◆ ASSIGNMENT ◆
Among the records, which lines hold the word "with"? Pick them out.

◆ PROVIDED ENTRIES ◆
☆ ☆ ☆
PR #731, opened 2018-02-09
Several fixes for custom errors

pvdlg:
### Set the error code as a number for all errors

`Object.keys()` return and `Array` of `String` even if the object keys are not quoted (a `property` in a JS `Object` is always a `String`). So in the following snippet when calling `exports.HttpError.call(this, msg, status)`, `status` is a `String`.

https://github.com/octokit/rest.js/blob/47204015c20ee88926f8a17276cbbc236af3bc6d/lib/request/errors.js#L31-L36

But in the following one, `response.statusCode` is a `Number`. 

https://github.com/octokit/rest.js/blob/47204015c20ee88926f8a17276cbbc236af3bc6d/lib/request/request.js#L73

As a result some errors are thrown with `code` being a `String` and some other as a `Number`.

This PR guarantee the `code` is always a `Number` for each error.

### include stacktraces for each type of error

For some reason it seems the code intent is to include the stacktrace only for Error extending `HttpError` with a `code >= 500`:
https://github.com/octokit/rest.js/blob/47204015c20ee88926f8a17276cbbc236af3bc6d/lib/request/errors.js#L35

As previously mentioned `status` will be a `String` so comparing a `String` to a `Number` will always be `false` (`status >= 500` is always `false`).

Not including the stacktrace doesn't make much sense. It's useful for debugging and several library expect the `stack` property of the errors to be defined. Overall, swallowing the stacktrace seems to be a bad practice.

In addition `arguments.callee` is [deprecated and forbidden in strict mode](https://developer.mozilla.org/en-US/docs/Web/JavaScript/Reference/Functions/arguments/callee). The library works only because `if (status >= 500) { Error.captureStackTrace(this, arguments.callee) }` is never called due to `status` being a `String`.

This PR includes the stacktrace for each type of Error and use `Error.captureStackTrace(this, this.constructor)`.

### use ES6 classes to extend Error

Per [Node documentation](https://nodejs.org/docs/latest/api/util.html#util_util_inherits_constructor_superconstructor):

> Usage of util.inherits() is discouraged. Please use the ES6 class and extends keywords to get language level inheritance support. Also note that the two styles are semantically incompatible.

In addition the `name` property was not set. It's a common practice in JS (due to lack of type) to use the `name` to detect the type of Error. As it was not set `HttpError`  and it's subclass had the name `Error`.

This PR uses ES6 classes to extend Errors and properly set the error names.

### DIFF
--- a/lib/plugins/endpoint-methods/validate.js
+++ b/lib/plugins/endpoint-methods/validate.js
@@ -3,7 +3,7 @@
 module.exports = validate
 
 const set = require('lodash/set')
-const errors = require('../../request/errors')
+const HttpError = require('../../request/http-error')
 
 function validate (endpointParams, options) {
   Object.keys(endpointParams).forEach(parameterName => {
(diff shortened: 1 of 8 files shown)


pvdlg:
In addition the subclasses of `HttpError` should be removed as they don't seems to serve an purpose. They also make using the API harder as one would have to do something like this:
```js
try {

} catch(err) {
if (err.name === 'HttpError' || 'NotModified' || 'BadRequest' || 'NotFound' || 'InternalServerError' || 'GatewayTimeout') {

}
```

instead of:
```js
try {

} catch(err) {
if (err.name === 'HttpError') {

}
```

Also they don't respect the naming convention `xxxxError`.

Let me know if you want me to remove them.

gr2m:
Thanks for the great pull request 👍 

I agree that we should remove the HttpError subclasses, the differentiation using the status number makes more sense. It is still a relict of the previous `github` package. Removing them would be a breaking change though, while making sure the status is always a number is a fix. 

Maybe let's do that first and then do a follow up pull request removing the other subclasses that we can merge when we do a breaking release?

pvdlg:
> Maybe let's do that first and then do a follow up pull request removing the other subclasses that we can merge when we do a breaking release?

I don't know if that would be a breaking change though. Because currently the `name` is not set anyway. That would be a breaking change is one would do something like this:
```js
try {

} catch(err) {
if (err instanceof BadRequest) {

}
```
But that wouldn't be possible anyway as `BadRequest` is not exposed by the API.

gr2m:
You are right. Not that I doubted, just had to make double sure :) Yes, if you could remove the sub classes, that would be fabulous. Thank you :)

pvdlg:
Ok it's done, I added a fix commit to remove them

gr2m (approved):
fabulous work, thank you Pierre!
☆ ☆ ☆
◆ EXERCISE RESULT ◆
As a result some errors are thrown with `code` being a `String` and some other as a `Number`.
For some reason it seems the code intent is to include the stacktrace only for Error extending `HttpError` with a `code >= 500`:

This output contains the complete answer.